REQUIREMENT »
Report each line from the entries in which "underscore" can be found.

DATA RECORDS Block Start

PR #1984, opened 2023-11-27
🔨 Flunet fix: Loosen filter on removing sparse years of data to allow for cases of rare strains e.g. AH5

spoonerf:


lucasrodes (approved):
LGTM!

PR #2003, opened 2023-11-28
📊 survey: Create consolidated surveys from barometers

paarriagadap:
Create trust questions dataset from the European Social Survey, rounds 9 and 10. The data is extracted from Stata code, which estimates the percentages of trust selecting scores 6 to 10 in a scale from 0 (no trust) to 10 (complete trust). These percentages are estimated using survey weights and stratification.

Part of this issue: https://github.com/owid/owid-issues/issues/1127


etl/steps/data/garden/survey/2023-08-04/trust_surveys.meta.yml
```diff
@@ -0,0 +1,46 @@
+# NOTE: To learn more about the fields, hover over their names.
```
paarriagadap, line 1: Hey @pabloarosado @Marigold ! How should I set this up to run without errors? I am concatenating three different tables and I get:
AssertionError: Column `trust` must have either sources or origins

I saw sources is deprecated and origins is not in the schema for the yaml, so how should I proceed?

etl/steps/data/meadow/ess/2023-08-02/ess_trust.py
```diff
@@ -0,0 +1,107 @@
...
+
+def run(dest_dir: str) -> None:
+    #
+    # Load inputs.
+    #
+    # Retrieve snapshot.
+    snap = cast(Snapshot, paths.load_dependency("ess_trust.csv"))
+
+    # Load data from snapshot.
+    df = pd.read_csv(snap.path)
```
Marigold, line 91: You should use `pr.read_csv` instead of `pd.read_csv` to preserve the origin.

etl/steps/data/meadow/ess/2023-08-02/ess_trust.py
```diff
@@ -0,0 +1,107 @@
...
+
+    #
+    # Process data.
+    df = rename_columns(df)
+
+    # Create a new table and ensure all columns are snake-case.
+    tb = Table(df, short_name=paths.short_name, underscore=True)
```
Marigold, line 98: If load the table with `pr.read_csv(...)` you'll be working with `Table` all the time and this won't be necessary. Underscoring can be done with
```
tb = tb.underscore()
```

etl/steps/data/garden/survey/2023-08-04/trust_surveys.meta.yml
Marigold: @paarriagadap the problem is that origins are not propagated properly. You should be using `pr.read_csv` and `pr.merge` instead of their `pd.` versions. See my other comments.

paarriagadap: Bah, right, thanks. I tried to adapt this old code from August and I forgot that. I had only changed the metadata and parts of the code.

PR #2012, opened 2023-11-30
🔨  etl-staging-sync improvements

Marigold:
## Changes

* Match existing charts on chart id instead of slug (which can change)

DATA RECORDS Block End

SOLUTION TO THIS PROBLEM »
+    tb = Table(df, short_name=paths.short_name, underscore=True)
tb = tb.underscore()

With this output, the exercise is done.